Slides 8-16: Electron Carriers: NADH, NADPH, FADH2 —Oxidation-Reduction Reactions —

  • Redox Reactions (OILRIG)

    • Oxidation-Reduction reactions

    • Some molecules alternate between reduced and oxidized forms

      • Ex. NADH + B -> NAD+ + BH

  • NADH and NAD+

    • NADH is the reduced form, high energy that has accepted a pair of electrons

    • NAD+ is the oxidized form, low energy that has lost a pair of electrons

  • Reduced cmpd loses e-s and becomes oxidized

  • Oxidized cmpd gains e-s and becomes reduced

    • When a cmpd gains e-s is sometimes picks up an H as well

  • NADH (reduced) + B(ox) -> NAD+ (oxidized) +BH(reduced)

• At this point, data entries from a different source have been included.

PR #27, opened 2017-02-26
Add spritesheet and framerate_regulator functionality

rm-hull:


luma/core/sprite_system.py
```diff
@@ -0,0 +1,180 @@
+# -*- coding: utf-8 -*-
+# Copyright (c) 2014-17 Richard Hull and contributors
+# See LICENSE.rst for details.
+
+import time
+from PIL import Image
+
```
thijstriemstra: can this module get a docstring? I'd also use 2017 only in the copyright string to remind it's only available recently.

luma/core/sprite_system.py
```diff
@@ -0,0 +1,180 @@
...
+                setattr(self, a, dict_wrapper(b) if isinstance(b, dict) else b)
+
+
+class spritesheet(object):
+    """
+    A sprite sheet is a series of images (usually animation frames) combined
+    into a larger image. A dictionary is usually spread into the object
+    constructor with the following attributes:
+
+        * ``image``: a string representing the path to a sprite map image.
```
thijstriemstra: i'd prefer to use the Sphinx/rst way of documenting parameters and attributes, what about you?

PR #28, opened 2017-02-26
Remove unnecessary dependencies for test builds

thijstriemstra:


thijstriemstra:
`i2c-tools` is still required to trigger the i2c permission error.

    • The NADH +B donates a pair of e- to B

    • NADH loses a pair of e- and becomes oxidized — NADH → NAD+

    • B gains a pair of e- and becomes reduced — B → BH

    NAD+ + 2e- + 2H+ -> NADH

  • Oxidized form lost a pair of e-s low energy form (left) — Reduced form Gains 2e-s (+ 2H +) high energy form (right)

  • OILRIG: Oxidation Is Loss, Reduction Is Gain of electrons

Slides 17-19: Ion Gradients as Energy

From High concentration to Low concentration

  • Ion Gradient: When the concentration of an ion is high on one side of the membrane

  • Ion gradients create potential energy

  • Energy is released as ions flow down their concentration gradient

  • As ions move down their concentration gradient, enough energy is released to move some other substance, or make ATP

Slides 20-22: Solar Energy and Photosynthesis

  • Photosynthesis Overview

    • Light energy converted into chemical energy (ATP and NADPH)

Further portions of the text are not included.